Seeing how this plays out on the linear scale requires exponentiating both sides of the equation and reducing,
\[ \begin{array}{rcl} \exp(\log \epsilon_M) & = & \exp( -\frac{1}{2} \, \log M + \mbox{const} ) \\[6pt] % \epsilon_M & = & \exp( -\frac{1}{2} \, \log M ) \times \exp(\mbox{const}) % \\[6pt] \epsilon_M & = & \exp( \log M )^{-\frac{1}{2}} \times \exp(\mbox{const}) \\[6pt] \epsilon_M & = & \exp(\mbox{const}) \times M^{-\frac{1}{2}} \end{array} \]
Dropping the constant, this relationship between the expected absolute error \(\epsilon_M\) after \(M\) simulation draws may be succinctly summarized using proportionality notation,26 In general, we write \[f(x) \propto g(x)\] if there is a positive constant \(c\) that does not depend on \(x\) such that \[f(x) = c \times g(x).\] For example, \[3x^2 \propto 9x^2,\] with \(c = \frac{1}{3}\).
\[ \displaystyle \epsilon_M \ \propto \ \frac{\displaystyle 1}{\displaystyle \sqrt{M}}. \]
This is a fundamental result in statistics derived from the central limit theorem.

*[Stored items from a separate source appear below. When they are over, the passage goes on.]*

PR #869, opened 2017-03-16
add new version for non-linear benchmark (grepl), with parametrized rhs

cdaversin:
The only difference between `feature/glog-crbjson` branch and `develop` is my commit adding a new version of Grepl benchmark with a "parametrizable" rhs. This change could be added to develop, and we the `feature/glog-crbjson` branch could be closed. @prudhomm @vincentchabannes What do you think ?

### DIFF
--- a/applications/crb/BenchmarkGrepl/CMakeLists.txt
+++ b/applications/crb/BenchmarkGrepl/CMakeLists.txt
@@ -35,10 +35,16 @@ foreach(O 1 2 3)
 
   foreach(D 2 3)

The central limit theorem governs the accuracy of almost all simulation-based estimates. We will return to a proper formulation when we have the scaffolding in place to deal with the pesky constant term.
In practice, what does this mean? It means that if we want to get an extra decimal place of accuracy in our estimates, we need one hundred (100) times as many draws. For example, the plot shows error rates bounded by roughly 0.01 with \(10\,000\) draws, yielding estimates that are very likely to be within \((0.49, 0.51).\) To reduce that likely error bound to 0.001, that is, ensuring estimates are very likely in \((0.0499, 0.501),\) requires 100 times as many draws (i.e., a whopping \(1\,000\,000\) draws).27 For some perspective, \(10\,000\) is the number of at bats in an entire twenty-year career for a baseball player, the number of field goal attempts in an entire career of most basketball players, and the size of a very large disease study or meta-analysis in epidemiology.
Usually, one hundred draws will provide a good enough estimate of most quantities of interest in applied statistics. The variability of the estimate based on a single draw depends on the variability of the quantity being estimated. One hundred draws reduces the expected estimation bound to one tenth of the variability of a single draw. Reducing that variability to one hundredth of the variability of a single draw would require ten thousand draws. In most applications, the extra estimation accuracy is not worth the extra computation.